Inspiration
Understanding how digital communication evolves through slang. Modern language is fragmented across platforms, generations, and communities, and we wanted to map these patterns to reveal the hidden structure behind how people actually talk online.
What it does
Analyzes 1,779 slang terms to uncover 8 semantic clusters representing how slang functions in digital social contexts: from emotional expression and humor to relationship dynamics and online identity. The analysis reveals that most slang (24.5%) serves self-expression and praise functions.
How we built it
The project was built using a Python-based EDA pipeline. The slang dataset was cleaned and preprocessed, and each term’s description, example, and context were combined into a unified text representation. TF-IDF was used to transform the text into numerical features that capture linguistic patterns, followed by K-Means clustering to group terms with similar meanings and usage. Each cluster was then interpreted and labeled based on its underlying social function.
Challenges we ran into
Balancing cluster granularity (too few = overgeneralization, too many = noise), handling overlapping themes across clusters (emotional expression appears in 6/8 clusters), and interpreting semantic patterns from TF-IDF weights without losing contextual nuance.

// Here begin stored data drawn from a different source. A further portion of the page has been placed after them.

PR #605, opened 2016-05-11
Add delete_regex

jyaworski:
To maintain backwards compatibility, add a third parameter to the delete
function to specify what type the second should be interpreted as. This
is needed for cases where the regex matcher is overzealous.

This was uncovered while testing this against @smoeding's sendmail module as seen here:

https://github.com/smoeding/puppet-sendmail/issues/8

### DIFF
--- a/README.markdown
+++ b/README.markdown
@@ -263,15 +263,23 @@ Takes a resource reference and an optional hash of attributes. Returns 'true' if
 
 #### `delete`
 
-Deletes all instances of a given element from an array, substring from a string, or key from a hash. Arrays and hashes may also match on regular expressions by providing a full regular expression.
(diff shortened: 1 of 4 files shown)


smoeding:
Either that or introduce a new function `delete_regex` to clearly indicate a new functionality.

Trying to add the regex functionality to the `delete` function without giving the user control where the parameter should be used as literal or as regex is a disaster waiting to happen. Just think of all the characters (like '.', '*' or '?') that have a special meaning when used in a regex.

hunner:
Yeah, I think `delete_regex` would make more sense from a UX perspective :)

jyaworski:
@hunner done.

PR #607, opened 2016-05-26
Remove symlinks, because that breaks things

hunner:


igalic:
my guess is that the failures are unrelated

hunner:
I think they actually are related, I just haven't untangled why the symlinks are needed.

tphoney:
@hunner have you had any further luck with this ?

DavidS:
This has been addressed in #616

PR #608, opened 2016-06-20
Add clientcert_rand (reopens #572)

hashbrowncipher:
This reopens PR #572, which was closed due to inactivity on my end.


hunner:
Thanks for your submission @hashbrowncipher ; instead of introducing yet another *_rand function to stdlib, would you be interested in using https://github.com/puppetlabs/puppetlabs-stdlib/blob/master/lib/puppet/parser/functions/seeded_rand.rb and seeding it with `$clientcert` ? eg `clientcert_rand(max) = seeded_rand($::clientcert, $max)`

PR #62, opened 2017-12-15
store Multiaddrs as strings and don't use interfaces

Stebalien:
1. This saves one level of indirection, one distinct allocation, and a few bytes.
2. This allows Multiaddrs to be used as map keys (we can use this to make our Peerstore more efficient).
3. Removing the interface allows us to serialize these without copying.

This commit isn't as efficient as it could be. We could improve it slightly by using unsafe casts to temporarily treat strings as bytes. However I'm not sure this will improve performance much and, in general, this change will lead to fewer allocations overall.

### DIFF
--- a/codec.go
+++ b/codec.go
@@ -26,7 +26,7 @@ func stringToMultiaddr(s string) (multiaddr, error) {
 		if p.Code == 0 {
 			return "", fmt.Errorf("no protocol with name %s", sp[0])
 		}
-		b.Write(CodeToVarint(p.Code))
+		b.Write(p.VCode)
 		sp = sp[1:]
 
 		if p.Size == 0 { // no length.
--- a/codec.go
+++ b/codec.go
@@ -6,16 +6,16 @@ import (
 	"strings"
 )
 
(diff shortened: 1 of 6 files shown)


whyrusleeping:
@Stebalien why not keep the interface, and just do:
```go
type multiaddr string
```

That way we get all the same benefits, plus the ability to have nil multiaddrs (making the upgrade path easier)

Stebalien:
Note: I'm pretty sure that'll still require an additional allocation/indirection but it should be fairly cheep.

Kubuxu:
I think Go is smart enough and allocates the type header in the same call as the string.

Kubuxu:
> From a bit of quick testing, it looks like this is correct.

correct as in "it adds allocation"?

Stebalien:
Correct as in it adds a level of indirection. Go may do something sneaky with the allocation but I kind of doubt it. Go *could* do something to avoid an extra object to GC (e.g., have some concept of ownership) but the complexity probably isn't worth it.

PR #63, opened 2017-12-16
make Multiaddr a newtype of []bytes

Stebalien:
This allows us to send multiaddrs on the wire without copying (through the `Bytes()` method). It also avoids one allocation/indirection per multiaddr.

This is an alternative (or stop-gap) to #62 as #62 is invasive. Unlike #62, this PR doesn't break `Multiaddr == nil` or `maddr1.Equals(maddr2)`. However, it *doesn't* allow multiaddrs to be used as map keys :(.

Motivation: Make the allocate less when reporting closer peers. That's currently one of our largest sources of ephemeral byte slice allocations.


multiaddr_test.go
```diff
@@ -215,12 +215,6 @@ func TestBytesSplitAndJoin(t *testing.T) {
 			t.Errorf("joined components failed: %s != %s", m, joined)
 		}
 
-		// modifying underlying bytes is fine.
-		m2 := m.(*multiaddr)
-		for i := range m2.bytes {
```
whyrusleeping: could change this to just directly modify m2. I think the check is still valuable.

Stebalien: No, this is actually broken, that's why I removed it. I'm no longer copying on `Split`, just slicing. I'm now assuming that multiaddrs are immutable. I'm not entirely sure why we had this test in the first place.

PR #66, opened 2018-05-24
begin transition from /ipfs/ to /p2p/ multiaddrs

whyrusleeping:
This is a little hacky, and needs tests, but this is the rightish way forward

### DIFF
--- a/protocols.go
+++ b/protocols.go
@@ -33,7 +33,8 @@ const (
 	P_UDT   = 0x012D
 	P_UTP   = 0x012E
 	P_UNIX  = 0x0190
-	P_IPFS  = 0x01A5
+	P_P2P   = 0x01A5
+	P_IPFS  = 0x01A5 // alias for backwards compatability
 	P_HTTP  = 0x01E0
 	P_HTTPS = 0x01BB
 	P_ONION = 0x01BC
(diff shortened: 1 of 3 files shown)


cpacia:
Is /p2p supposed to be only used for addressing or also representing IPFS file locations?

I guess along those same lines is /ipfs going to be completely deprecated? I'm currently using a /ipfs multiaddr in my code to represent file location. I assume I'm probably the only one using it that way.

protocols.go
```diff
@@ -45,21 +46,76 @@ const (
...
+// The first stage of the rollout is to ship this package to all users so
+// that all users of multiaddr can parse both /ipfs/ and /p2p/ multiaddrs
+// as the same code (P_P2P). During this stage of the rollout, all addresses
+// with P_P2P will continue printing as /ipfs/, so that older clients without
+// the new parsing code won't break.
+// Once the network has adopted the new parsing code broadly enough, users of
+// multiaddr can add a call to this method to an init function in their codebase.
+// This will cause any P_P2P multiaddr to print out as /p2p/ instead of /ipfs/.
+// Note that the binary serialization of this multiaddr does not change at any
+// point. This means that this code is not a breaking network change at any point
```
VictorBjelkholm: I think I've missed a memo about this. We should make sure we're doing these stages of rollout at the same time in JS-land, correct?

whyrusleeping:
@cpacia so the goal here is to deprecate multiaddrs that contain /ipfs/, as a multiaddr is a network endpoint description, and what we really mean when we have an /ipfs/ multiaddr is 'this is a libp2p node'. Quite a few projects other than ipfs are using libp2p node, so having them all have to use /ipfs/ all over is a bit odd.

Multiaddrs can't actually represent the same information as the /ipfs/ file namespace, as the multiaddr only supports a bare multihash, and the ipfs file space supports CIDs (which contain bare multihashes as a valid value, for backwards compatibility).

Where are you using a multiaddr to reference a file? Let's figure out how to move forward with that and transition is to use a CID instead

protocols.go
Stebalien: This stage can go forward at any time (the sooner the better). However, we'll need to wait for JS-land before moving on to the second stage.

protocols.go
```diff
@@ -73,17 +129,13 @@ func AddProtocol(p Protocol) error {
...
 
 // ProtocolWithName returns the Protocol description with given string name.
 func ProtocolWithName(s string) Protocol {
-	for _, p := range Protocols {
-		if p.Name == s {
-			return p
-		}
-	}
-	return Protocol{}
+	return ProtocolsByName[s]
```
Stebalien: :heart:

Stebalien:
:rocket:

Stebalien:
(tested against go-ipfs)

PR #69, opened 2018-06-16
Add "ip6%" multiaddr (IPv6 with zone ID)

mwnx:
---

See: https://github.com/multiformats/multiaddr/pull/68

### DIFF
--- a/multiaddr_test.go
+++ b/multiaddr_test.go
@@ -23,6 +23,9 @@ func TestConstructFails(t *testing.T) {
 		"/ip4/::1",
 		"/ip4/fdpsofodsajfdoisa",
 		"/ip6",
+		"/ip6zone",
+		"/ip6zone/",
+		"/ip6zone//ip6/fe80::1",
 		"/udp",
 		"/tcp",
 		"/sctp",
@@ -65,6 +68,10 @@ func TestConstructSucceeds(t *testing.T) {
 		"/ip6/::1",
 		"/ip6/2601:9:4f81:9700:803e:ca65:66e8:c21",
 		"/ip6/2601:9:4f81:9700:803e:ca65:66e8:c21/udp/1234/quic",
+		"/ip6zone/x/ip6/fe80::1",
+		"/ip6zone/x%y/ip6/fe80::1",
+		"/ip6zone/x%y/ip6/::",
+		"/ip6zone/x/ip6/fe80::1/udp/1234/quic",
 		"/onion/timaq4ygg2iegci7:1234",
 		"/onion/timaq4ygg2iegci7:80/http",
 		"/udp/0",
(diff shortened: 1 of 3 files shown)


Stebalien:
So, I added some validation logic to the zone but I'm not sure if we *can* do that. The zone can technically include anything. How do you feel about URL escaping (in the string format)?

mwnx:
The standard does not explicitly ban the use the `/` character in the zone ID. However, it does allow combining zone IDs with the `/<subnet>` syntax and gives the following example:
```
            fe80::%2/64
```
This would imply that allowing slashes could lead to ambiguity in situations where a program accepts either an address or a prefix.

So, until we specify a way of properly handling `/` characters in multiaddr values, I'd say the validation code that you added is an acceptable compromise. Are there any plans for dealing with that issue by the way?

Thanks for fixing my PR by the way. :)

Stebalien:
> Are there any plans for dealing with that issue by the way?

We handle this on a per-protocol basis.

mwnx:
On Mon, Sep 17, 2018 at 02:13:58PM -0700, Steven Allen wrote:
> > Are there any plans for dealing with that issue by the way?
> 
> We handle this on a per-protocol basis.

I can't seem to find any concrete example of slash handling in the
current code. What do you propose in this case? Taking the PR as-is
(for now at least) would be fine with me. Escaping of slashes could
be added later. But if we do add escaping, what escaping scheme
should we use? Has this been discussed at all for other protocols
(e.g. unix, http)?

-- 
mwnx
GPG: AEC9 554B 07BD F60D 75A3  AF6A 44E8 E4D4 0312 C726

Stebalien:
> I can't seem to find any concrete example of slash handling in the current code.

Checkout the go-multiaddr-dns package.

> Escaping of slashes could be added later. But if we do add escaping, what escaping scheme should we use? Has this been discussed at all for other protocols (e.g. unix, http)?

This has not been discussed. Note: `unix` is actually a terminal *path* protocol. That is, everything after `/unix/...` is considered to be an argument to `/unix` (we really should reconsider that before we start using it as it limits it's usefulness). `http` doesn't *take* an argument (at the moment). It just means "talk to this HTTP server".

For things that usually *aren't* paths (e.g., zones), I'd just make escaping part of the spec. Unfortunately, that doesn't work for protocols like `/unix/`. Personally, I'd kind of like to introduce a bracket syntax (`/unix/[/a/b/c/d/]/ipfs/QmId`) but that syntax is a bit hard to visually parse.

If you have any thoughts or ideas, please open an issue to discuss it. Unfortunately, many of us don't have time to think through some of these design questions enough to actually come up with reasonable solutions.

Stebalien:
Merged. As you pointed out, there's no point in holding this patch back on this discussion.

PR #71, opened 2018-06-22
fully validate multiaddr byte representations on construction

Stebalien:
Given that we have to modify transcoders anyways, this patch also moves some
repetitive logic out of these transcoders into this library.

### DIFF
--- a/codec.go
+++ b/codec.go
@@ -26,7 +26,7 @@ func stringToBytes(s string) ([]byte, error) {
 		if p.Code == 0 {
 			return nil, fmt.Errorf("no protocol with name %s", sp[0])
 		}
-		b.Write(CodeToVarint(p.Code))
+		_, _ = b.Write(CodeToVarint(p.Code))
 		sp = sp[1:]
 
 		if p.Size == 0 { // no length.
@@ -51,7 +51,7 @@ func stringToBytes(s string) ([]byte, error) {
 			return nil, fmt.Errorf("failed to parse %s: %s %s", p.Name, sp[0], err)
 		}
 		if p.Size < 0 { // varint size.
-			b.Write(CodeToVarint(len(a)))
+			_, _ = b.Write(CodeToVarint(len(a)))
 		}
 		b.Write(a)
 		sp = sp[1:]
--- a/codec.go
+++ b/codec.go
@@ -50,6 +50,9 @@ func stringToBytes(s string) ([]byte, error) {
 		if err != nil {
 			return nil, fmt.Errorf("failed to parse %s: %s %s", p.Name, sp[0], err)
 		}
+		if p.Size < 0 { // varint size.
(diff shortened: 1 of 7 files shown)


codec.go
```diff
@@ -50,6 +50,9 @@ func stringToBytes(s string) ([]byte, error) {
 		if err != nil {
 			return nil, fmt.Errorf("failed to parse %s: %s %s", p.Name, sp[0], err)
 		}
+		if p.Size < 0 { // varint size.
+			b.Write(CodeToVarint(len(a)))
```
whyrusleeping: maybe explicitly throw away the error values?

transcoders.go
```diff
@@ -121,61 +131,36 @@ func onionBtS(b []byte) (string, error) {
...
-	if len(b) != size {
-		return "", errors.New("inconsistent lengths")
-	}
-	if size == 0 {
-		return "", errors.New("invalid length")
-	}
-	s := string(b)
-	s = s[1:] // remove starting slash
-	return s, nil
+	return string(b), nil
```
whyrusleeping: reasoning here?

transcoders.go
```diff
@@ -121,61 +131,36 @@ func onionBtS(b []byte) (string, error) {
...
 
-var TranscoderUnix = NewTranscoderFromFunctions(unixStB, unixBtS)
+var TranscoderUnix = NewTranscoderFromFunctions(unixStB, unixBtS, nil)
 
 func unixStB(s string) ([]byte, error) {
-	// the address is the whole remaining string, prefixed by a varint len
-	size := CodeToVarint(len(s))
-	b := append(size, []byte(s)...)
-	return b, nil
+	return []byte(s), nil
```
whyrusleeping: are we dropping the varints for some reason? I assume youre not changing the binary format, so where is this being moved to?

transcoders.go
Stebalien: I wanted it to be symmetric (that is, the bytes to string function should be an inverse of the string to bytes function). I'm now handling this in `bytesToString` (as we do in `stringToBytes`).

transcoders.go
Stebalien: We're now doing this in stringToBytes and bytesToString. Before, we were doing this for *every* protocol with a variable length size (and we were doing the exact same thing. On the other hand, we had *other* code that assumed that we were using varint length prefixes so I figured we might as well just centralize this logic and simplify things.

This change and the path one are both to pave the way for nice multiaddr constructors/decoders (so we can stop parsing strings).

transcoders.go
Stebalien: We could also not prepend a slash here:

https://github.com/multiformats/go-multiaddr/blob/84fb105635d33c95b41a9385064329b663f6f56f/codec.go#L43

Issue #64, opened 2018-03-17
Update the multicodecs list according to latest table


daviddias:
https://github.com/multiformats/multiaddr/blob/master/protocols.csv#L22-L25

Needed for https://github.com/ipfs/interop/pull/6

//cc @Stebalien

PR #72, opened 2018-07-13
feat: Adds ws and wss multiaddr

gpestana:
Adds `ws` and `wss` multiaddr as defined in https://github.com/multiformats/multiaddr/blob/master/protocols.csv

Related to #64

### DIFF
--- a/multiaddr_test.go
+++ b/multiaddr_test.go
@@ -98,6 +98,10 @@ func TestConstructSucceeds(t *testing.T) {
 		"/ip4/1.2.3.4/tcp/80/unix/a/b/c/d/e/f",
 		"/ip4/127.0.0.1/ipfs/QmcgpsyWgH8Y8ajJz1Cu72KnS5uo2Aa2LpzU7kinSupNKC/tcp/1234/unix/stdio",
 		"/ip4/127.0.0.1/p2p/QmcgpsyWgH8Y8ajJz1Cu72KnS5uo2Aa2LpzU7kinSupNKC/tcp/1234/unix/stdio",
+		"/ip4/127.0.0.1/tcp/127/ws",
+		"/ip4/127.0.0.1/tcp/127/ws/",
+		"/ip4/127.0.0.1/tcp/127/wss",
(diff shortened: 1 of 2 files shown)


Stebalien:
The WS protocol is currently defined in go-ws-transport (but we don't define the wss protocol because we can't use it).

However, I understand the issue.

@whyrusleeping

Issue: We can neither parse nor print a multiaddr unless we understand the full multiaddr.
Solutions:

1. This PR (put every protocol definition we can in one repo).
2. Add an "unknown" protocol to the string format: https://github.com/multiformats/multiaddr/issues/70

The second completely solves the issue that JS is having but the first one is (a) easier and (b) provides better usability.

gpestana:
The 2) option sounds reasonable to me, although I might not fully understand what are the issues JS is having with the option 1). I think that if the WS protocol is implemented somewhere else, it should be documented somewhere here as it gets confusing for newcomers. 

What would be the criteria to add a new protocol to the list and implement it vs treat it as `unknown`?

Stebalien:
The current issue for javascript land is that go-multiaddr doesn't understand protocols like `wss` or `webrtc` (?). This means that:

1. We *throw away* these addresses when we encounter them (in the DHT).
2. We can't dial addresses like `/ip4/4.3.2.1/tcp/321/p2p/QmRelay/p2p-circuit/ip4/1.2.3.4/tcp/123/wss/ipfs/QmDest` *even if* we speak all the protocols *we* need to speak (those before `p2p-circuit`).

Adding these protocols to this package will fix these issues for now. However, the second we add a new protocol, we'll have the same problem.

We can fix 1 by simply not decoding these addresses. However, that would be a large, weird change and I'd like to avoid it if possible. Note: that issue will be fixed eventually once we get https://github.com/ipfs/notes/issues/291#issuecomment-396003860 but that's a ways off.

Fix 2 (the "unknown" protocol) fixes issue 2 from above. That's basically the only fix I can think of.

Stebalien:
We went with option 1 (define everything here) for now. Updated PR in #122.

Accomplishments that we're proud of
The analysis uncovered meaningful semantic structure within unstructured slang data. The resulting clusters aligned with real social functions such as humor, relationships, and reactions, and eight well-defined groups successfully captured 1,779 diverse terms with clear thematic coherence.
What we learned
The analysis showed that slang is not random but organized around specific social needs. Emotional expression appears across most clusters, and digital communication shapes distinct linguistic categories that traditional dictionaries often overlook. The combination of TF-IDF and K-Means proved effective for capturing semantic similarity in informal, casual language.
What's next for Holistic Context Clustering(EDA)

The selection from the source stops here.